What the task asks:
Make a word-for-word copy of the entries below from their first line through the line with "This is in response", and add nothing.

____ Input records

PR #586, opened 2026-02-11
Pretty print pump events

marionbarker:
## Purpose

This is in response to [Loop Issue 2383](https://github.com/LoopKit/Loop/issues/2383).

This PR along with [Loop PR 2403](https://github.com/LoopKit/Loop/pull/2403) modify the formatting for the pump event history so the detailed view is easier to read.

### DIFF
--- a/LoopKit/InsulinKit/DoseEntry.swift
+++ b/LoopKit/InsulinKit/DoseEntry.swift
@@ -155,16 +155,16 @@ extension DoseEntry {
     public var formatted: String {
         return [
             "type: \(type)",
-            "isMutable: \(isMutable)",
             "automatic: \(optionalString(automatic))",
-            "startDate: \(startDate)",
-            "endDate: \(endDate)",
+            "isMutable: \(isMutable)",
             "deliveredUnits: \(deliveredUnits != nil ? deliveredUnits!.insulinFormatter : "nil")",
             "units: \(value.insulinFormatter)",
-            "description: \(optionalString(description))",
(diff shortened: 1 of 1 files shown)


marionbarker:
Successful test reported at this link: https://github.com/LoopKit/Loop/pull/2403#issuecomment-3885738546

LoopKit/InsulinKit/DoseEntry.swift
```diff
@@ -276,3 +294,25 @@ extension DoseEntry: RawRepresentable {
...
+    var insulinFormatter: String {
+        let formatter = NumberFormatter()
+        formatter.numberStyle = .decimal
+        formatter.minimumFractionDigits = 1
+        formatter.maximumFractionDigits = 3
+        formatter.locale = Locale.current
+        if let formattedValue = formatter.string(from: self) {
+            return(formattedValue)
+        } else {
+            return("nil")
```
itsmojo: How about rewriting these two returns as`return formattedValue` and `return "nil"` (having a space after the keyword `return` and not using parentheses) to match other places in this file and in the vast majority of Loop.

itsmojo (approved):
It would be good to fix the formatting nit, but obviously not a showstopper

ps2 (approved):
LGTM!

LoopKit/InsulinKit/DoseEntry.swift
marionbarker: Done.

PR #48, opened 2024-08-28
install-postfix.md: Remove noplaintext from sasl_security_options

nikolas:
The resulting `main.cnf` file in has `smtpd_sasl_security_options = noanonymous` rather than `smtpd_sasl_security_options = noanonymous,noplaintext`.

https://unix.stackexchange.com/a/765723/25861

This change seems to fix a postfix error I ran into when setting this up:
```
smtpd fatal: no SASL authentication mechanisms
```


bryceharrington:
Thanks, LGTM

________

Solution below:
PR #586, opened 2026-02-11
Pretty print pump events

marionbarker:
## Purpose

This is in response to [Loop Issue 2383](https://github.com/LoopKit/Loop/issues/2383).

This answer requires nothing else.